This project provides a real-time speech-to-speech translation system using Deepgram for speech recognition, LangChain for language translation, and ElevenLabs for voice synthesis.
- Real-time speech recognition using Deepgram
- Language translation using LangChain and OpenAI's GPT model (not using OpenAI's real-time model, so it won't be pricey)
- Voice synthesis using ElevenLabs
- Python 3.12.0
- Deepgram API key
- OpenAI API key
- ElevenLabs API key
-
Clone the repository:
git clone https://github.com/yourusername/speech-to-speech-realtime-translation.git cd speech-to-speech-realtime-translation
-
Install dependencies using Poetry or pip:
poetry install
or
pip install -r requirements.txt
-
Create a
.env
file based on the .env.example file and add your API keys:cp .env.example .env
Fill in the
.env
file with your API keys:OPENAI_API_KEY=your_openai_api_key DEEPGRAM_API_KEY=your_deepgram_api_key ELEVEN_API_KEY=your_elevenlabs_api_key
-
Run the main script:
poetry run python main.py
-
Follow the prompts to enter the input and output languages.
- main.py: Entry point of the application.
- stt_streaming.py: Handles real-time speech recognition and translation.

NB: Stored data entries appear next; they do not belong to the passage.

PR #449, opened 2022-08-29
Integrate update start date mutation on cart review page

robinandeer:
## Describe your changes

Remove API route to handle form submission.

Implement hook to handle form submission.

Pass loading state to CartReviewPage.

## Justify why they are needed

Just making the "cart review page" (we should rename it) work with the API.

We should also ask the BE team for a single endpoint to update multiple start dates.

## Checklist before requesting a review

- [ ] I have performed a self-review of my code

PR #448, opened 2022-08-29
Make CartCard a presentational component

robinandeer:
## Describe your changes

Avoid controlling Diaglog in CartCard.

Handle removing cart line item in CartPage component.

Pass cart ID to CartPage component.

Remove ShopSession hook.

## Justify why they are needed

So we don't have to setup one mutation/form handler for every item in the cart.

We also co-locate more of the "smart" things in the CartPage component.

## Checklist before requesting a review

- [ ] I have performed a self-review of my code

PR #447, opened 2022-08-29
Refactor to remove item from cart client side

robinandeer:
## Describe your changes

Remove server-side logic related to removing line item from cart.

Remove useForm hook.

Move transform from API to CartPage props client-side.

Add hook to get current shop session based on cookies.

## Justify why they are needed

Simplify the setup, being able to co-locate more.

I realizing I'm back-tracking a bit but I actually started to like this setup!
If we are using Apollo Client, let's lean into it.

We also get the benefit of using the apollo dev tools.

AND most importantly, this speeds up the UX since there's no serverless function involved.

## Checklist before requesting a review

- [ ] I have performed a self-review of my code

PR #445, opened 2022-08-26
Refactor price calculator API route

robinandeer:
## Describe your changes

Refactor price calculator API route

Decide whether to confirm a price intent in the API route.

Pass form template ID to the API route.

Make ID part of FormTemplate interface.

Remove intent form input.

## Justify why they are needed

It doesn't make much sense to leave up to the client to decide wether to generate a price or not since we can derive it based on the state.

## Checklist before requesting a review

- [ ] I have performed a self-review of my code

PR #453, opened 2022-08-29
Implement API for updating contact details

robinandeer:
## Describe your changes

Refactor CheckoutPage to separate based on payments flow.

Add new to handle form to update contact details.

Update ShopSession query to include checkout information.

Refactor getOrThrowFormValue to not use formidable dependency.

We need to update this implementation to also trigger the start of signing for countries that use the `AFTER_SIGN` payment flow.

### DIFF
--- a/apps/store/src/components/CheckoutPage/CheckoutSignPage.tsx
+++ b/apps/store/src/components/CheckoutPage/CheckoutSignPage.tsx
@@ -1,12 +1,56 @@
-import { Button } from 'ui'
+import styled from '@emotion/styled'
+import { Button, InputField, Space } from 'ui'
+import { CheckoutPageProps } from './CheckoutPage.types'
 import { CheckoutPageLayout } from './CheckoutPageLayout'
 
-export const CheckoutSignPage = () => {
+export const CheckoutSignPage = ({ prefilledData }: CheckoutPageProps) => {
   return (
-    <CheckoutPageLayout>
-      <Button type="submit" fullWidth>
-        Sign with BankID
-      </Button>
+    <CheckoutPageLayout
+      Footer={
+        <Space y={1.5}>
+          <MutedText>
+            By clicking &quot;Sign with BankID&quot; I confirm that I have read and understood the
+            terms and conditions, and that I approve that Hedvig handles my personal information.
+          </MutedText>
+          <Button type="submit" fullWidth>
+            Sign with BankID
+          </Button>
+        </Space>
+      }
+    >
+      <Space y={1}>
+        <InputField
+          label="Personal number"
+          name="personalNumber"
+          required
+          defaultValue={prefilledData.personalNumber ?? undefined}
+        />
+        <InputField
+          label="First name"
+          name="firstName"
+          required
+          defaultValue={prefilledData.firstName ?? undefined}
+        />
+        <InputField
+          label="Last name"
+          name="lastName"
+          required
+          defaultValue={prefilledData.lastName ?? undefined}
+        />
+        <InputField
+          label="Email"
+          name="email"
+          type="email"
+          required
+          defaultValue={prefilledData.email ?? undefined}
+        />
+      </Space>
     </CheckoutPageLayout>
   )
 }
+
+const MutedText = styled.p(({ theme }) => ({
+  fontSize: theme.fontSizes[0],
+  color: theme.colors.gray700,
+  textAlign: 'center',
+}))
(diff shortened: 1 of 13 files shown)


robinandeer:
* main
  * **PR #444** <a href="https://app.graphite.dev/github/pr/HedvigInsurance/racoon/444" target="_blank">Graphite</a> 
    * **PR #445** <a href="https://app.graphite.dev/github/pr/HedvigInsurance/racoon/445" target="_blank">Graphite</a> 
      * **PR #447** <a href="https://app.graphite.dev/github/pr/HedvigInsurance/racoon/447" target="_blank">Graphite</a> 
        * **PR #448** <a href="https://app.graphite.dev/github/pr/HedvigInsurance/racoon/448" target="_blank">Graphite</a> 
          * **PR #449** <a href="https://app.graphite.dev/github/pr/HedvigInsurance/racoon/449" target="_blank">Graphite</a> 
            * **PR #453** <a href="https://app.graphite.dev/github/pr/HedvigInsurance/racoon/453" target="_blank">Graphite</a>  👈

This comment was auto-generated by [Graphite](https://app.graphite.dev/github/pr/HedvigInsurance/racoon/453?utm_source=stack-comment).

apps/store/src/components/CheckoutPage/useHandleSubmitContactDetails.ts
```diff
@@ -0,0 +1,39 @@
...
+  flow: PaymentConnectionFlow
+  onSuccess: () => void
+}
+
+export const useHandleSubmitContactDetails = (params: Params) => {
+  const { checkoutId, flow, onSuccess } = params
+
+  const [updateContactDetails, result] = useContactDetailsUpdateMutation()
+
+  const handleSubmit: FormEventHandler<HTMLFormElement> = async (event) => {
```
alebedev, line 16: We return new `handleSubmit` on every render.  Should we make it stable like `useState -> setState` ?

robinandeer: Hmm I don't see how it will affect the current implementation but I could wrap it in "useCallback" just in case

I guess this is what "useEvent" will solve in the future!

apps/store/src/pages/checkout/index.tsx
```diff
@@ -1,8 +1,58 @@
...
+}
+
+const NextCheckoutPage: NextPage<NextPageProps> = (props) => {
+  const { flow, checkoutId, ...pageProps } = props
+
+  const router = useRouter()
+  const [handleSubmit] = useHandleSubmitContactDetails({
+    checkoutId,
+    onSuccess() {
+      router.push(PageLink.checkoutPaymentAdyen())
```
simonauner, line 24: Will it always be Adyen or is that just for now?

apps/store/src/components/CheckoutPage/CheckoutSignPage.tsx
```diff
@@ -1,12 +1,56 @@
...
 import { CheckoutPageLayout } from './CheckoutPageLayout'
 
-export const CheckoutSignPage = () => {
+export const CheckoutSignPage = ({ prefilledData }: CheckoutPageProps) => {
   return (
-    <CheckoutPageLayout>
-      <Button type="submit" fullWidth>
-        Sign with BankID
-      </Button>
+    <CheckoutPageLayout
```
simonauner, line 8: Not a huge deal, but we have used "Layout" before for `.getLayout`  on Pages. I don't see how to solve this nicely with different footers in `checkout/index.tsx` without more conditional renders, but just as a caution that we now have different ways of using the concept "layout" which might spread.

apps/store/src/pages/checkout/index.tsx
robinandeer: Aha no just for now -- otherwise it should be based on "PaymentConnectionFlow" I suppose.

apps/store/src/components/CheckoutPage/CheckoutSignPage.tsx
robinandeer: Ahaaa yeah I see. Good point.

I'm not trying to solve the same problem here so perhaps I should rename it something else.

simonauner: Well, just food for thought at least. Not a blocker to merge IMO

simonauner (approved):

PR #454, opened 2022-08-30
Add InsurableLimit(s) bloks

simonauner:
## Describe your changes

* Adds `InsurableLimitsBlock` and `InsurableLimitBlock` components
* Refactored `InsurableLimits` component since `InsurableLimitsBlock` loops out `InsurableLimitBlock`

**Question:** 
Should we for clarity's sake keep `InsurableLimits` component? It's pretty meaningless in itself and its styling could just as easily be in the `InsurableLimitsBlock` component. But if we want to use `InsurableLimits` outside of Storyblok's context it could still be useful... What's our stance on this?

## Jira issue(s): [GRW-1366]

image

image

[GRW-1366]: https://hedvig.atlassian.net/browse/GRW-1366?atlOrigin=eyJpIjoiNWRkNTljNzYxNjVmNDY3MDlhMDU5Y2ZhYzA5YTRkZjUiLCJwIjoiZ2l0aHViLWNvbS1KU1cifQ

### DIFF
--- a/apps/store/src/components/InsurableLimits/InsurableLimits.stories.tsx
+++ b/apps/store/src/components/InsurableLimits/InsurableLimits.stories.tsx
@@ -1,5 +1,6 @@
 import { INITIAL_VIEWPORTS } from '@storybook/addon-viewport'
 import { ComponentMeta, ComponentStory } from '@storybook/react'
+import { Statistic } from '@/components/Statistic/Statistic'
 import { InsurableLimits } from './InsurableLimits'
 
 export default {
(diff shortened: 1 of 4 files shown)


apps/store/src/components/InsurableLimits/InsurableLimits.stories.tsx
```diff
@@ -1,5 +1,6 @@
 import { INITIAL_VIEWPORTS } from '@storybook/addon-viewport'
 import { ComponentMeta, ComponentStory } from '@storybook/react'
+import { Statistic } from '../Statistic/Statistic'
```
robinandeer, line 3: nit: update import to `@/components/...`

robinandeer (approved):
I like the updates to `InsurableLimits`!

But I see your point that it doesn't do much. It could be a generic layout component. Perhaps when the design is better defined we can get rid of it but for now I think it's fine to keep.

gustaveen (approved):
Great work! 🙌

I hear you, it can feel a bit overkill. But in general I like the separation of concerns, I think the `AccordionBlock` is a perfect example on how we want to compose componets in blocks. But as stated we can remove it for this component if we see no use for it. :)

simonauner:
Thanks for your input @gustaveen and @robinandeer . Keeping it for now then 👍

PR #455, opened 2022-08-30
Upgrade @testing-library/react to support React 18

robinandeer:
## Describe your changes

Upgrade @testing-library/react to support React 18
https://github.com/testing-library/react-testing-library/releases/tag/v13.0.0

Add missing peer dependency @testing-library/dom.

Remove @testing-library/react-hooks (no longer needed).
Source: https://github.com/testing-library/react-hooks-testing-library

Update test that expects error.

Tests were using the deprecated React render API.

[GRW-1436]: https://hedvig.atlassian.net/browse/GRW-1436?atlOrigin=eyJpIjoiNWRkNTljNzYxNjVmNDY3MDlhMDU5Y2ZhYzA5YTRkZjUiLCJwIjoiZ2l0aHViLWNvbS1KU1cifQ


robinandeer:
* main
  * **PR #455** <a href="https://app.graphite.dev/github/pr/HedvigInsurance/racoon/455" target="_blank">Graphite</a>  👈

This comment was auto-generated by [Graphite](https://app.graphite.dev/github/pr/HedvigInsurance/racoon/455?utm_source=stack-comment).

simonauner (approved):
Nice. I like the new approach of asserting exceptions, that it throws instead 👍

packages/ui/src/lib/media-query.test.ts
```diff
@@ -28,13 +28,23 @@ describe('media-query', () => {
...
-      // Suppress log
-      jest.spyOn(global.console, 'error').mockImplementationOnce(() => {})
+      // prevent writing to stderr during this render
+      const err = console.error
+      console.error = jest.fn()
 
       // act
-      const { result } = renderHook(() => useBreakpoint(breakpoint as Level))
+      let exception: unknown
+      try {
```
simonauner, line 37: I guess one could also use


```suggestion
      expect(() =>  {
          renderHook(() => useBreakpoint(breakpoint as Level))
          }).toThrow(`Unknown breakpoint ${breakpoint}`)
```

https://jestjs.io/docs/expect#tothrowerror

packages/ui/src/lib/media-query.test.ts
```diff
@@ -28,13 +28,23 @@ describe('media-query', () => {
       // align
       const breakpoint = 'smurf'
 
-      // Suppress log
-      jest.spyOn(global.console, 'error').mockImplementationOnce(() => {})
+      // prevent writing to stderr during this render
+      const err = console.error
```
alebedev, line 32: I think original spyOn was better solution - less code and ensures that it rolls back after test (here we need to do it manually and I don't know what would happen if that line would not be reached because of exception)

packages/ui/src/lib/media-query.test.ts
```diff
@@ -28,13 +28,23 @@ describe('media-query', () => {
...
+      let exception: unknown
+      try {
+        renderHook(() => useBreakpoint(breakpoint as Level))
+      } catch (error) {
+        exception = error
+      }
+
       // assert
-      expect(result.error).toEqual(new Error(`Unknown breakpoint ${breakpoint}`))
+      expect(exception).toEqual(new Error(`Unknown breakpoint ${breakpoint}`))
```
alebedev, line 44: I know this code has not changed, but can we use expect.toThrow?

https://jestjs.io/docs/expect#tothrowerror

alebedev (approved):

packages/ui/src/lib/media-query.test.ts
robinandeer: yes, I thought so but it fails when I try to call it that way :/

packages/ui/src/lib/media-query.test.ts
robinandeer: Nope, I tried and jest doesn't catch the error for some reason :/

robinandeer (commented):
@alebedev agree with you, but that still printed the errors to the console -- not sure why so I updated to this solution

- llm.py: Contains the logic for language translation using LangChain and OpenAI.
- voice_synthesis.py: Handles voice synthesis using ElevenLabs.
- requirements.txt: Lists the required Python packages.
- pyproject.toml: Configuration file for Poetry.
- .env.example: Example environment variables file.
This project is licensed under the MIT License.